Le commerce et la finance parallèles ont fait le reste grâce à la contrebande des produits subventionnés et ceux agricoles. «Si on n’agit pas sur la productivité, si on laisse faire la contrebande, si on continue à tolérer des entrées monétaires qui ne proviennent pas du travail (contrebande, drogue, armes et financement douteux d’associations et de partis politiques), si on ne remet pas au travail les entreprises publiques, et si on ne prend pas de mesures effectives contre les réseaux mafieux nous contentant d’une simple augmentation salariale, nous pousserons le pays vers la catastrophe et la ruine».
Siffler la fin de la récréation
Il est temps pour le gouvernement en place de siffler la fin de la récréation, et grands temps pour les partis politiques et les organisations syndicales d’assumer leurs responsabilités dans la préservation de ce qui reste du tissu économique tunisien.
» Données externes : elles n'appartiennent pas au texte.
PR #1605, opened 2025-04-01
scx_bpfland: NUMA load balancer

arighi:
Implement a simple node load balancer: the idea is to extend the search for fully idle SMT cores across NUMA nodes (and relax cache optimization) when the current node is overloaded, so that, on wake up, tasks are naturally migrating to less loaded nodes when load distribution across nodes becomes unbalanced.

Also provide a new option `--disable-numa` to disable this rebalancing.logic and fallback to the previous behavior.


scheds/rust/scx_bpfland/src/bpf/main.bpf.c
```diff
@@ -1259,22 +1339,113 @@ static void init_cpuperf_target(void)
...
+		 * System has at least one idle node if its current
+		 * utilization is 25% or below.
+		 */
+		if (nctx->perf_lvl <= SCX_CPUPERF_ONE / 4)
+			has_idle_nodes = true;
+
+		/*
+		 * Reset partial node statistics.
+		 */
+		nctx->nr_cpus = 0;
```
hodgesds, line 1414: Wouldn't this only need to be calculated once? Could be done in init, but I guess this would handle hotplugging.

En un mot, sauver les meubles. Les entreprises nationales ou internationales ont besoin d’être compétitives, pour ce, il faut qu’il y ait plus de productivité. Le taux d’absentéisme en Tunisie est en moyenne de 12% sur toute l’année et de 25% au mois de ramadan. Les administrations doivent reprendre leur efficience et leur réactivité, et l’Etat doit oser prendre des décisions courageuses pour munir les régions du minimum d’infrastructures et de commodités pour inciter le secteur privé à l’intérieur du pays à commencer par l’aménagement de zones industrielles clés-en-main et pourquoi pas dans le cadre du partenariat public/privé.
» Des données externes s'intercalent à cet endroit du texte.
PR #1606, opened 2025-04-01
scx_p2dq: Refactor freq boost

hodgesds:
Refactor frequency boosting so that the most CPU throughput bound DSQ gets a frequency boost before running.

### DIFF
--- a/scheds/rust/scx_p2dq/src/bpf/main.bpf.c
+++ b/scheds/rust/scx_p2dq/src/bpf/main.bpf.c
@@ -738,8 +738,10 @@ void BPF_STRUCT_OPS(p2dq_running, struct task_struct *p)
 	else
 		p->scx.dsq_vtime = llcx->vtime;
 
-	if (sched_mode == MODE_PERFORMANCE && taskc->dsq_index == 0) {
-		scx_bpf_cpuperf_set(task_cpu, 1024);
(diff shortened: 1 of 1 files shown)


scheds/rust/scx_p2dq/src/bpf/main.bpf.c
```diff
@@ -738,8 +738,10 @@ void BPF_STRUCT_OPS(p2dq_running, struct task_struct *p)
 	else
 		p->scx.dsq_vtime = llcx->vtime;
 
-	if (sched_mode == MODE_PERFORMANCE && taskc->dsq_index == 0) {
```
hodgesds, line 741: At some point I'll implement different modes....

hodgesds:
> Is this gated behind a flag btw? It probably should be if not for devices where a power limit is set to avoid jerky frame times due to thermal throttling, IIUC what this does correctly.

No flag currently, IIRC this would only affect performance if the `schedutil` frequency governor is used.

likewhatevs:
> No flag currently, IIRC this would only affect performance if the schedutil frequency governor is used.

thx

likewhatevs (approved):
why boost the least interactive and not the most interactive (i.e. is the most interactive waiting all the time or something, and even then don't those tasks matter most)?

multics69 (approved):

A l’UTICA, la demande pressante est la création d’une commission permanente d’arbitrage UTICA-UGTT pour trouver des solutions et éventuellement imposer des solutions pour résoudre les conflits sociaux de manière à ne plus voir les employés recourir à la grève et les employeurs choisir le au lockout. Pour ce, les syndicats doivent stopper net les surenchères et ne plus prétendre que leurs bases les dépassent, car s’ils n’ont pas d’autorité sur elles, qui le pourraient. Au pire, il faudrait arrêter de les couvrir. Quant aux employeurs, ils doivent s’engager à respecter les conventions signées entre partenaires sociaux et respecter les droits de leurs mains-d’œuvre.
Sur un tout autre volet, et cela a été l’objet de la rencontre organisée entre le ministre de l’Economie et les représentants du BE de l’UTICA tout récemment, il serait pertinent d’introduire plus de cohérence dans le système fiscal des salariés, stipulé dans la loi des finances 2014 de manière à l’alléger pour les revenus les plus faibles et l’augmenter pour les revenus les plus élevés sans réduire les revenus du trésor.
Mais plus que tout, les temps sont venus pour que toutes les composantes de la société tunisienne s’engagent, ensemble, dans une démarche commune de lutte contre les abus et l’attentisme de certaines administrations, contre la montée en force de la contrebande et de l’économie parallèle, les abus de certaines composantes de la justice tunisienne qui ne rassurent pas quant à la suprématie de la loi ou de la construction de l’Etat de droit et l’implication dans le processus de la réédification des institutions d’un Etat qu’on s’est acharné à détruire pendant plus de trois ans avec pour grand titre: le chaos créateur, il faut aujourd’hui nous enrôler tous dans le génie constructeur.